Armor also can be scaled individually to particular body sizes and weights. This can be done by dividing character weight by 150 (average human weight) and then raising it to the two-third power (that is, find the cube root, then square it). Use this as a multiple to surface area, rather than adjusting for SM. The formula is:
Surface Area Multiplier = (character’s weight/150)^2/3.
If someone’s only option is to wear ill-fitting armor, consider assessing a penalty of -1 to DX (or -2 to DX if the armor covers half or more of the surface area). In addition, if the armor is too small, consider reducing the penalty to target any chinks in armor by 1 or 2, as there will be gaps in protection.
Choose a material type for the armor. Several types are available, and more than one material type can be combined if desired (this is often the case for reflec, retro-reflective, and electromagnetic armor, which only resist very specific damage types).

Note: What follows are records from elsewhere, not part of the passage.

PR #2498, opened 2026-07-27
Read Claude subagents from the SDK task protocol

ebg1223:
Paseo reconstructs Claude subagents by watching sidechain frames — messages tagged `parent_tool_use_id` — and inferring identity and lifecycle from them. That fails in a specific way: a **backgrounded subagent emits no such frames at all**, so it's entirely invisible today.

Claude Code already announces this directly. `task_started` / `task_updated` / `task_notification` / `task_progress` carry the id, type, task, status, and running cost. This reads those announcements instead of inferring. Backgrounded children appear, and live cost lands with them — `task_progress` fires once per tool use, not on a timer.

Concretely, a fan-out of three Explores in the track:

```
before                          after
─────────────                   ────────────────────────────────────
Explore                         Summarize the hover and unistyles docs
Explore                         Explore · claude-opus-5 · high
Explore
                                Find every call site of useUnistyles
(a backgrounded child:          Explore · claude-opus-5 · high
 no row at all)
                                Check the Android panel gestures
                                Explore · claude-sonnet-5 · medium
```

Every row was previously the subagent type with an empty subtitle, so siblings in a fan-out were indistinguishable. The task now names the row; type, model, and effort drop to the second line. Model and effort are read from the child's own frames, never inherited — absent renders as nothing rather than the parent's setting. Cost stays out of the row and lives in the pane header, which has the room: `claude-opus-5 · high · 16.5k tokens, 2 tools, 10.9s`.

The parent's Task card gets the same treatment — it rendered as a bare `Task` for a backgrounded child, since the tracker that supplies its detail never ran.

The other half is that live and replay now speak one vocabulary: both translate into a small `SubagentObservation` union, and a pure fold turns that into store events. The paths had drifted precisely because each derived the same facts its own way. The test worth looking at runs a recorded session through both and asserts identical descriptor state.

Some of this is undocumented Claude Code internals, so I tried to separate verified from assumed. Wire shapes are captured from a real CLI (2.1.220) and fixtures copy actual output, not the type declarations. `usage.total_tokens` turns out to be a context-size reading at the final turn rather than cumulative spend, so the replay reconstruction matches that definition instead of summing per-entry usage — which would multiply the cached prefix by turn count.

Three corrections rather than features:

**A status for a never-declared task is dropped.** Filtered tasks (backgrounded shells, workflow children, housekeeping) still emit notifications and frames carrying a `tool_use_id`. Attributing those yields a descriptor with no identity and a defaulted `running` status — a nameless row that never finishes.

**Task ids are session-scoped, not turn-scoped.** Cancelling a turn used to clear the routing table, stranding exactly the backgrounded children this PR makes visible. Cancellation now terminalizes the foreground children and leaves routing intact, so a late `task_notification` can still land.

**Replay skips grandchildren.** Claude Code writes every descendant into the same `subagents/` directory; `spawnDepth` separates them. A grandchild's `toolUseId` names a Task call from its *parent's* session, so nothing in the replayed transcript resolves it — an extra row the live stream never showed, with no outcome, running forever. One recorded session showed 10 subagents live and would have replayed 22. This bug predates the branch; it's fixable here only because reading the meta sidecar is what makes `spawnDepth` reachable.

That last category got sharper with #2458: idle collection now keeps a parent resident while any subagent reads `running`, so a stale descriptor pins an agent runtime for the daemon's lifetime. Rebased on it; `agent-manager`'s 145 tests pass.

Compatibility: protocol changes are additive (new optional fields, primitives only inside `usage`), the store's status became optional so a partial upsert can't revert a finished child, and the sticky merge was checked against all three existing providers. CLIs predating the task protocol keep the old derivation — the source reports whether a session announces tasks rather than sniffing a version.

24 files, ~3.3k lines, over half tests. Nine commits, each self-contained.


cleiter:
Providing missing screenshot:

image

cleiter:
Also displays details now when you click on it:

image

Personally I would prefer to see the tokens already in the overview.

ebg1223:
@cleiter honestly i went back and forth on this, tried to make it less crowded on mobile. maybe if it shows tokens if > certain width?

Example: For the Imperial parade armor, we decide to use costly diamondoid laminate (WM 0.03, CM $200 at TL11). It can be transparent at double cost, but we won’t bother with that. We also must give the armor at least DR 35, due to its minimum DR.
Rubber (TL6): Natural or synthetic rubber.
Elastic Polymer (TL7): Synthetic rubber-like elastomer materials such as neoprene or Spandex, and various blends. Commonly used in wetsuits, motorcycle riding suits, superhero costumes, or lightweight protective gear (e.g., paintball armor vests).
Nomex (TL7): Flame-resistant meta-aramid blends such as Nomex (often reinforced with nylon, neoprene, etc.).
Nylon (TL7): A silky synthetic thermoplastic material; statistics are for strong ballistic weave nylon as used in early body armor and other protective gear.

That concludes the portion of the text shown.